◆ **YOUR OBJECTIVE**
Copy each line below that contains "just".

(WORKING DATA begins)

PR #7376, opened 2021-11-11
Remove outdated references to Windows 8.x Store

stevemonaco:
## Summary

PipeReader references Windows 8.x Store and "desktop app" in an awkward sense on multiple occasions. This PR changes the wording to a more generic "applications" to also encompass mobile.

### DIFF
--- a/xml/System.IO.Pipes/PipeStream.xml
+++ b/xml/System.IO.Pipes/PipeStream.xml
@@ -1557,7 +1557,7 @@ The pipe handle has not been set. (Did your <see cref="T:System.IO.Pipes.PipeStr
 
 ## Remarks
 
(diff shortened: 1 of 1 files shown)


carlossanlop:
Thank you for your PR! The change makes sense, we just need the Docs team to confirm which is the approved string for the replacement. @gewarren can you please help?

gewarren:
I like this change.

The guidance I got from the Windows team is:

"Windows Store apps" is an old term that effectively refers to "Windows 8.x apps" now. Direct references to the "Windows Store" must now be "Microsoft Store".

But in this case, that would just change the existing text to "in a Windows 8.x app or desktop app", which is probably not inclusive enough.

MSDN-WhiteKnight:
There seems to be a lot of "Windows 8.x Store" mentions in other async IO APIs, for example, in Stream: https://docs.microsoft.com/en-us/dotnet/api/system.io.stream.readasync?view=net-5.0 It might be needed to do a mass update once a replacement term is figured out. The majority of these don't have anything Windows 8 or Windows Store specific.

gewarren (approved):

gewarren:
@MSDN-WhiteKnight Can you create an issue to track that related work?

MSDN-WhiteKnight:
> @MSDN-WhiteKnight Can you create an issue to track that related work?

Done: https://github.com/dotnet/dotnet-api-docs/issues/7406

(WORKING DATA ends)

◆ **SOLUTION BELOW**
Thank you for your PR! The change makes sense, we just need the Docs team to confirm which is the approved string for the replacement. @gewarren can you please help?
But in this case, that would just change the existing text to "in a Windows 8.x app or desktop app", which is probably not inclusive enough.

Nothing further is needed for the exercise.